:: THE DATA ::

PR #2922, opened 2024-03-01
add optional labels for properties to be hoisted out for better interpretation in coda

gary-codaio:
Adds a way for a pack maker to give some additional context for some types of fields


schema.ts
```diff
@@ -1165,6 +1165,51 @@ export interface ObjectSchemaDefinition<K extends string, L extends string>
    * {@link ValueHintType.ImageAttachment} or {@link ValueHintType.ImageReference} hints
    */
   imageProperty?: PropertyIdentifier<K>;
+  /**
+   * The name of a property within {@link ObjectSchemaDefinition.properties} that can be interpreted as the creation
+   * datetime of the object.
+   *
+   * Must be a {@link ValueType.String} property with the
```
jonathan-codaio, line 1172: We accept numbers as dates/datetimes too.

schema.ts
```diff
@@ -1165,6 +1165,51 @@ export interface ObjectSchemaDefinition<K extends string, L extends string>
...
+  modifiedByProperty?: PropertyIdentifier<K>;
+  /**
+   * A list of property names from within {@link ObjectSchemaDefinition.properties} for the properties of the object
+   * that can be interpreted as people who are relevant to the object, not including the creator or last modifier.
+   *
+   * Each property must be a {@link ValueType.String} property with the {@link ValueHintType.Email} hint or
+   * a {@link ValueType.Object} with the {@link ValueHintType.Person} hint
+   * @hidden
+   */
+  relevantPeopleProperty?: Array<PropertyIdentifier<K>>;
```
jonathan-codaio, line 1212: Wondering if we just collect all the fields that are already tagged as ValueHintType.Email vs introducing a new thing? Granted you might not be able to disambiguate creator/modifier but that might not wind up that important in the end.

(For ValueHintType.Person, I think we'd just suggest that when the id property on the person corresponds to an email, make sure to use ValueHintType.Email on that property, and only focus on emails as identifiers for now. Later on we can deal with third-party user identifiers if it makes sense to.)

gary-codaio: Is the main reason not to use the Person type because it's not guaranteed to have an email?  I was thinking we could collect these objects anyways and filter out those without an email in the object.

On the point of collecting all fields vs asking to label, happy to do that and eliminate relevantPeopleProperty, though I might say keeping a created by and last modified by to distinguish those actions would be my leaning

jonathan-codaio: Yeah I'm not sure what we'd do with it if it doesn't have an email. Though maybe the name is useful enough?

Yeah, my suggestion was indeed to keep createdBy and modifiedBy but just infer the rest from the existing hint type(s).

dweitzman-codaio: Makes sense to me for general references to include any .Email or .Person field. Would probably need to add a helper function to pull them out, unless it fits naturally into some other function that's already parsing the schema

jonathan-codaio (approved):

dweitzman-codaio (approved):

patrick-codaio (approved):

:::

◆ REQUIRED WORK: Your task is to gather all lines from the entries above that hold the word "jonathan".

◆ ANSWER FOR THE TASK:
jonathan-codaio, line 1172: We accept numbers as dates/datetimes too.
jonathan-codaio, line 1212: Wondering if we just collect all the fields that are already tagged as ValueHintType.Email vs introducing a new thing? Granted you might not be able to disambiguate creator/modifier but that might not wind up that important in the end.
jonathan-codaio: Yeah I'm not sure what we'd do with it if it doesn't have an email. Though maybe the name is useful enough?
jonathan-codaio (approved):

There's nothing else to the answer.